* **About this exercise**
The records below are to be transcribed word for word.

* **Task inputs**
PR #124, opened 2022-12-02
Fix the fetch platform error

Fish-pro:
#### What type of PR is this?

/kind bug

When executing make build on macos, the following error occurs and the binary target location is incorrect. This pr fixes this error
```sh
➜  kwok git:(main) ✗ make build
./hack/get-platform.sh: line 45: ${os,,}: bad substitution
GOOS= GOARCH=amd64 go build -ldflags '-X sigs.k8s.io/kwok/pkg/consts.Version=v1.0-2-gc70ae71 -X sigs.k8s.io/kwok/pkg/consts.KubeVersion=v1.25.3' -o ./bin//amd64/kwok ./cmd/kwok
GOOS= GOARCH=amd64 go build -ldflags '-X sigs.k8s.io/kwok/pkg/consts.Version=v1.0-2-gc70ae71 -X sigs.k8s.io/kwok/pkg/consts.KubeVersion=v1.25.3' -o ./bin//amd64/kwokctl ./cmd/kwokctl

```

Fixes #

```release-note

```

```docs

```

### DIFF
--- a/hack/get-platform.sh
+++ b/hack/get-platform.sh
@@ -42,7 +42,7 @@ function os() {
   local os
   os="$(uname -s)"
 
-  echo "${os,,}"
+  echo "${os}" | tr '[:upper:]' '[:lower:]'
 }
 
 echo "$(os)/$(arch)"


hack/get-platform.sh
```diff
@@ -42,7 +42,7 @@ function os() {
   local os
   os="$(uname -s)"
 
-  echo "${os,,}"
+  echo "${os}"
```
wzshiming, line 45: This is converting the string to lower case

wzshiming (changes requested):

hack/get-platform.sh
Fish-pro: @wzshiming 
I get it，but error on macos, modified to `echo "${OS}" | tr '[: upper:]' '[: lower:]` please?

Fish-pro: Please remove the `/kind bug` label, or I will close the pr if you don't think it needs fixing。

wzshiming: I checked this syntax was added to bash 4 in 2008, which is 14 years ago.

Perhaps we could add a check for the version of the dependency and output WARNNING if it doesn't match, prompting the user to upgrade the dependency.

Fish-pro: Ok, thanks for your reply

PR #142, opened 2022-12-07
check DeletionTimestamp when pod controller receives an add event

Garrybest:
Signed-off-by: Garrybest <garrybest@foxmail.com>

* **Task solution**
PR #124, opened 2022-12-02
Fix the fetch platform error

Fish-pro:
#### What type of PR is this?

/kind bug

When executing make build on macos, the following error occurs and the binary target location is incorrect. This pr fixes this error
```sh
➜  kwok git:(main) ✗ make build
./hack/get-platform.sh: line 45: ${os,,}: bad substitution
GOOS= GOARCH=amd64 go build -ldflags '-X sigs.k8s.io/kwok/pkg/consts.Version=v1.0-2-gc70ae71 -X sigs.k8s.io/kwok/pkg/consts.KubeVersion=v1.25.3' -o ./bin//amd64/kwok ./cmd/kwok
GOOS= GOARCH=amd64 go build -ldflags '-X sigs.k8s.io/kwok/pkg/consts.Version=v1.0-2-gc70ae71 -X sigs.k8s.io/kwok/pkg/consts.KubeVersion=v1.25.3' -o ./bin//amd64/kwokctl ./cmd/kwokctl

```

Fixes #

```release-note

```

```docs

```

### DIFF
--- a/hack/get-platform.sh
+++ b/hack/get-platform.sh
@@ -42,7 +42,7 @@ function os() {
   local os
   os="$(uname -s)"
 
-  echo "${os,,}"
+  echo "${os}" | tr '[:upper:]' '[:lower:]'
 }
 
 echo "$(os)/$(arch)"


hack/get-platform.sh
```diff
@@ -42,7 +42,7 @@ function os() {
   local os
   os="$(uname -s)"
 
-  echo "${os,,}"
+  echo "${os}"
```
wzshiming, line 45: This is converting the string to lower case

wzshiming (changes requested):

hack/get-platform.sh
Fish-pro: @wzshiming 
I get it，but error on macos, modified to `echo "${OS}" | tr '[: upper:]' '[: lower:]` please?

Fish-pro: Please remove the `/kind bug` label, or I will close the pr if you don't think it needs fixing。

wzshiming: I checked this syntax was added to bash 4 in 2008, which is 14 years ago.

Perhaps we could add a check for the version of the dependency and output WARNNING if it doesn't match, prompting the user to upgrade the dependency.

Fish-pro: Ok, thanks for your reply

PR #142, opened 2022-12-07
check DeletionTimestamp when pod controller receives an add event

Garrybest:
Signed-off-by: Garrybest <garrybest@foxmail.com>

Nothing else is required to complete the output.